Tuesday, 26 March 2013

Niccolò Rising ~ Dorothy Dunnett

I've read many historical fictions with Scottish protagonists who fought in Flanders. Usually, these books are set in Scotland and obviously after the battles. I'd always wondered what the fuss in Flanders was all about but never bothered enough to actually do research on the subject. While this work by Dunnett does not completely clear up matters, it does provide a terrific backdrop for the conflicts that will affect the area. This is, I do believe, the first novel I've ever read that is set in Flanders, and am now disappointed in myself, that I've waited so long.



The book begins with the sinking of the fictional "Mons Martha" - the twin of Mons Meg which is located today at Edinburgh Castle - by three young men in a boat on the Sluys in Flanders. Claes, the servant who continues to cause an unending number of awkward and disastrous situations is punished through beatings and released to carry on with his duties as a dyer for the Charetty's a well respected merchant family.

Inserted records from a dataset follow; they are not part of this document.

PR #1359, opened 2019-04-14
Further tweaks to the release process

edmorley:
* Call `yarn changelog` from `release:prepare` rather than during the `version` lifecycle, since `lerna.json` isn't always written by that point.
* Add missing "v" prefix to the changelog version number, and switch to using auto-changelog 1.13.0's new `--package <file>` support, so the changelog command doesn't need to use bash command substitution and so is compatible with Windows.
* Add `--no-track` to the Git checkout command, so that the new branch doesn't automatically track master (which means pushes end up on the wrong branch).
* Mention how to adjust the sed command for it to work on OS X.

### DIFF
--- a/docs/contributing/development.md
+++ b/docs/contributing/development.md
@@ -165,7 +165,7 @@ the latest changes from the master branch.
 1. Decide whether the new version should be a major/minor/patch/prerelease version bump.
 2. From the root of the Neutrino repository, run:
 
-    `git fetch upstream --quiet && git checkout -b version-bump upstream/master`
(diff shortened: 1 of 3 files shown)


edmorley:
I've updated the PR to take advantage of the new `--package <file>` support adding in auto-changelog v1.13.0 (https://github.com/CookPete/auto-changelog/commit/aafce3e62179d7505204db5fbfd98071c0ee8e48), which now means the `yarn changelog` command is compatible with Windows.

Issue #1360, opened 2019-04-14
Karma JS integration broken when "source-map-support" is listed in devDependencies. 


colmbrady:
### Bug or issue?

BUG

- What version of Neutrino are you using?

9.0.0-0

- Are you trying to use any presets? If so, which ones, and what versions?

"neutrino": "^9.0.0-0",
 "@neutrinojs/karma": "^9.0.0-0",
  "@neutrinojs/library": "^9.0.0-0",

- Are you using the Yarn client or the npm client? What version?

YARN

- What version of Node.js are you using?

v11.2.0

- What operating system are you using?

Mac

- What did you do?

See repo to reproduce https://github.com/colmbrady/neutrinojs-issue. **README contains a root cause description.**

- What did you expect to happen?

Karma tests to run with no error.

- What actually happened, contrary to your expectations?

Karma tests fail with:

```json
{
    "message": "Uncaught ReferenceError: require is not defined\nat test/index_test.js:1:1\n\nReferenceError: require is not defined\n    at test/index_test.js:1:1",
    "str": "Uncaught ReferenceError: require is not defined\nat test/index_test.js:1:1\n\nReferenceError: require is not defined\n    at test/index_test.js:1:1"
  }
```

colmbrady:
https://github.com/colmbrady/neutrino/blob/v8.3.0/packages/karma/index.js#L61

Seems like the karma integration used to omit plugins previously.

I wonder is the fix for this is to ensure that the plugins are omitted again at this line:

https://github.com/neutrinojs/neutrino/blob/master/packages/karma/index.js#L80

edmorley:
Hi! The testcase repo is missing the `.neutrinorc.js` - could you add it? :-)

colmbrady:
https://github.com/colmbrady/neutrinojs-issue/blob/master/.neutrinorc.js

Woops. Sorry, not sure how that did not get comitted first time.

I think I have noticed that my issues has actually been addressed by this commit.

https://github.com/neutrinojs/neutrino/blob/985e17992ea40618089940ccaba832cce347ec1c/packages/karma/index.js#L59

So perhaps we can just close this?

edmorley:
Ah yes this is a duplicate of #1251, which is fixed by #1319 and due to be released shortly in 9.0.0-rc.1 (#1358).

PR #1361, opened 2019-04-14
Reinstate 8.x behaviour where Karma config preset would omit the Webpa…

colmbrady:
…ck plugins before starting Karma server.

Resolves https://github.com/neutrinojs/neutrino/issues/1360

### DIFF
--- a/packages/karma/index.js
+++ b/packages/karma/index.js
@@ -77,7 +77,7 @@ module.exports = (options = {}) => neutrino => {
               warnings: true,
             },
           },
-          webpack: omit(neutrino.config.toConfig(), ['entry']),
+          webpack: omit(neutrino.config.toConfig(), ['entry', 'plugins']),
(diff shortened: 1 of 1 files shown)


colmbrady:
I had a quick look at how I could write a test, but there was no existing coverage on that part of the code. Happy to add a test with some guidance.

edmorley:
Hi! Thank you for the PR. 

The reason this change was made in Neutrino 9, is so that project that rely upon plugins such as ProvidePlugin or DefinePlugin aren't broken when running tests. There might be another fix we can do to both preserve that behaviour and address #1360 - however to figure that out I'll need to be able to reproduce #1360 first (https://github.com/neutrinojs/neutrino/issues/1360#issuecomment-483144981).

edmorley:
Closing since this issue was fixed on `master` by #1358 and will be released in #1358 soon.
The PR is much appreciated however :-)

PR #1365, opened 2019-04-16
Fix using create-project with a single project selection

eliperelman:
Using create-project with only a single project selected, e.g., no linting or testing preset, results in:

Screen Shot 2019-04-16 at 2 17 50 PM


helfi92:
Image is not here xD

Screen Shot 2019-04-16 at 3 23 45 PM

eliperelman:
@helfi92 weird lol, how about now?

helfi92 (approved):
Lovely!

PR #1372, opened 2019-04-25
Use native Node.js for pulling version

eliperelman:


package.json
```diff
@@ -22,7 +22,7 @@
     "lint": "eslint --no-eslintrc --c ./.eslintrc.js --cache --report-unused-disable-directives --format codeframe --ext js,jsx .",
     "prettier:check": "prettier --ignore-path .eslintignore --check \"**/*.{css,html,js,jsx,json,md,yaml,yml}\"",
     "prettier:fix": "prettier --ignore-path .eslintignore --write \"**/*.{css,html,js,jsx,json,md,yaml,yml}\"",
-    "print-version": "jq -r '\"v\" + .version' lerna.json",
+    "print-version": "node -e \"process.stdout.write(require('./lerna.json').version)\"",
```
edmorley: Iirc `node -p` prints the statement (on mobile or I'd check)

eliperelman: It does, but it inserts a blank line (like `console.log` does), so this ensures no newlines via `process.stdout.write`.

edmorley: Bash strips that off. Using `"print-version": "node -p \"require('./lerna.json').version\"",` I get:

```
$ echo "z$(yarn -s print-version)z"
z9.0.0-rc.1z
```

eliperelman: Yay!

edmorley (approved):

PR #1373, opened 2019-04-25
Release process revisions

eliperelman:


eliperelman:
@edmorley I wanted to also let you know that I went through all the npm packages and set them all to require 2fa.

edmorley (approved):
Looks great! And thank you for setting the 2FA bit on the packages :-)

PR #1396, opened 2019-05-21
Detect yarn in create-project via environment

### LINKED ISSUE #1260: create-project defaults to yarn if present even when run via npx
To try and reproduce #1249 locally I was hoping to run create-project using npm rather than yarn.

However running `npx @neutrinojs/create-project somename` always results in yarn being used (if it's installed) rather than npm, for the various commands that are run during project creation (such as package installation and initial lint fix).

We should make create-project use the same package manager as it was run with.

eliperelman:
Fixes #1260.


helfi92 (approved):
👌

PR #1447, opened 2019-08-17
Update eslint-config-airbnb and eslint-config-airbnb-base

edmorley:
* Combines #1443 and #1444 (since they are dependant on each other)
* Adds the new AirBnB hooks preset to `@neutrinojs/airbnb`
* Removes the React `version` option from `@neutrinojs/airbnb` since it's now configured within `eslint-config-airbnb`
* Switches other React `version` usages to the new `'detect'` mode
* Overrides AirBnB's configuration for `react/state-in-constructor` since `@neutrinojs/react` supports class properties, so using the `always` mode is unnecessary.

Closes #1443 and closes #1444.

### DIFF
--- a/packages/airbnb-base/package.json
+++ b/packages/airbnb-base/package.json
@@ -24,7 +24,7 @@
   },
   "dependencies": {
     "@neutrinojs/eslint": "9.0.0-rc.3",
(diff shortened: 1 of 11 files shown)


edmorley:
@neutrinojs/core-contributors any comments before I merge? :-)

PR #1465, opened 2019-09-09
Update eslint-config-standard and switch from -jsx to -react

edmorley:
Updates the ESLint standardjs presets to latest, and switches from `eslint-config-standard-jsx` to `eslint-config-standard-react`, since the latter is a superset of the former and required for full React support.

The new configs set the React version and plugins for us, so we no longer need to set them ourselves.

Fixes #1449 and fixes #1450.

### DIFF
--- a/packages/standardjs/index.js
+++ b/packages/standardjs/index.js
@@ -12,13 +12,9 @@ module.exports = ({ eslint = {}, ...opts } = {}) => neutrino => {
           ...baseConfig,
           extends: [
             require.resolve('eslint-config-standard'),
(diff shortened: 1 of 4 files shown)


edmorley:
@neutrinojs/core-contributors? :-)

timkelty:
@edmorley I'll take a look this morning!

edmorley:
@timkelty? :-)

timkelty:
Whoops, thanks for the nudge. Looking now!

timkelty (approved):
👏 LGTM!

edmorley:
Thank you :-)

PR #335, opened 2024-08-19
Mention 1.0 Release

### LINKED ISSUE #334: Remove README note of this being "pre-alpha" work, since 1.0 release makes certain guarantees
See title. Since the 1.0 release is now in place, replace the "pre-alpha" note in the README with guarantees in place around stability, major changes in major releases, etc.

mikemhenry:
Fixes #334

### DIFF
--- a/README.md
+++ b/README.md
@@ -16,7 +16,7 @@ This library is made available under the [MIT](LICENSE) open source license.
 
 ## Important note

The nearly 600 page book follows roughly a year of the characters' intertwined lives; how the merchant class works along side the Medici banking system and papal decrees; the English fight over whether they should side with the Yorks or Lancasters; and the Dauphin waffles about dethroning his father in France. Dunnett weaves each of these people through the politics, power plays, religion, loves and betrayals with such finesse that the reader knows that something is lurks under the surface, but is too engrossed in the prose to bother with working it out for him or her self. There's a magic in this tapestry threaded in bright and dark colours and silhouetted by a backdrop of mountains and seas.

I look forward to more of Claes and the Charettys, but am still savouring the first instalment and know that it will stay with me for a long while.